- _What to do_:
How do the lines below between the ones holding "To access the" and "To solve this, i", inclusive, read? Give them again exactly, with no other lines.
= Beginning of Section =
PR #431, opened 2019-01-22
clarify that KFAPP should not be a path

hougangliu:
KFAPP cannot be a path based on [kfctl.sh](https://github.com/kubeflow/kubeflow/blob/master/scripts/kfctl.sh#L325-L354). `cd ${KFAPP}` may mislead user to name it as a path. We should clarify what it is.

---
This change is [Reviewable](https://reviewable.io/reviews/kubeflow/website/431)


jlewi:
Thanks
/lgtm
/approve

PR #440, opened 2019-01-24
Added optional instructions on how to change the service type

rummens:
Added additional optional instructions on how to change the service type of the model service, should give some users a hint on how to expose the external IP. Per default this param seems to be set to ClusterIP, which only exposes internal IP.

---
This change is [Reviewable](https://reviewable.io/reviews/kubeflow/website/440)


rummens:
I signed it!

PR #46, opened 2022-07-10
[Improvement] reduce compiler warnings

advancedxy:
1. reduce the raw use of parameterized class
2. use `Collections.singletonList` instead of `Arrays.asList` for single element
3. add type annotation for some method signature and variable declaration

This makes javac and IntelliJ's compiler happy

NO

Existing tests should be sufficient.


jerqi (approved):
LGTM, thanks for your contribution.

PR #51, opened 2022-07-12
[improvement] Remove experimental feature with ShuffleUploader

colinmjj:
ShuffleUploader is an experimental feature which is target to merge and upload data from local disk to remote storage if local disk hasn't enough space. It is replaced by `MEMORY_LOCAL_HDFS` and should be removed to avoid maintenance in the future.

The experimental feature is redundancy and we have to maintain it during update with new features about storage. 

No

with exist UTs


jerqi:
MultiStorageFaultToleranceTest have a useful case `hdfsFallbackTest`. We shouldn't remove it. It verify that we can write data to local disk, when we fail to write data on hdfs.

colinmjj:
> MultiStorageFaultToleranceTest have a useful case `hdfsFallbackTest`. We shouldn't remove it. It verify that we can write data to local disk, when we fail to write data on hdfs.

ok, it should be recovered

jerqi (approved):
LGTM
= End of Section =
= Beginning of Section =
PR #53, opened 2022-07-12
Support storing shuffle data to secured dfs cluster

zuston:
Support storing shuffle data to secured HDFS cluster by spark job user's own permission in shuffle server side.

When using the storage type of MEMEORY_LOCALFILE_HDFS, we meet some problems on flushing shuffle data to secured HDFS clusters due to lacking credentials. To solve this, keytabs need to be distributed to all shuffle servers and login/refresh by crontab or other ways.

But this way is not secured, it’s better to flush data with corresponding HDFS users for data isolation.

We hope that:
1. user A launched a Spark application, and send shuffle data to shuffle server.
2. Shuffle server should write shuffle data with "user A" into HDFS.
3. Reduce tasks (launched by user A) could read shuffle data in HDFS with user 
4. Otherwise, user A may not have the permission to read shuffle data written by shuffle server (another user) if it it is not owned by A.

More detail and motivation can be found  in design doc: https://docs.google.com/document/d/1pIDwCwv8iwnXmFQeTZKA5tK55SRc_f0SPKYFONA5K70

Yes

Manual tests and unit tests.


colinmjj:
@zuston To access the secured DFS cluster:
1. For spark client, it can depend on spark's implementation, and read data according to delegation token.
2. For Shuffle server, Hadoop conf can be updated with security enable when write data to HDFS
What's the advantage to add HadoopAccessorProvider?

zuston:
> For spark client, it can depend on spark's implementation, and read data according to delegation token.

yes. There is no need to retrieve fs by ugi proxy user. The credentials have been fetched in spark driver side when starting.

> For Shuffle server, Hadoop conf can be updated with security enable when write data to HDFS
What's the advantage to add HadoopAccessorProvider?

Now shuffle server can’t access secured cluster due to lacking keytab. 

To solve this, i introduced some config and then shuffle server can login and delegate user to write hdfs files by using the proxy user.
= End of Section =
- _Solution to this task_:
@zuston To access the secured DFS cluster:
1. For spark client, it can depend on spark's implementation, and read data according to delegation token.
2. For Shuffle server, Hadoop conf can be updated with security enable when write data to HDFS
What's the advantage to add HadoopAccessorProvider?

zuston:
> For spark client, it can depend on spark's implementation, and read data according to delegation token.

yes. There is no need to retrieve fs by ugi proxy user. The credentials have been fetched in spark driver side when starting.

> For Shuffle server, Hadoop conf can be updated with security enable when write data to HDFS
What's the advantage to add HadoopAccessorProvider?

Now shuffle server can’t access secured cluster due to lacking keytab. 

To solve this, i introduced some config and then shuffle server can login and delegate user to write hdfs files by using the proxy user.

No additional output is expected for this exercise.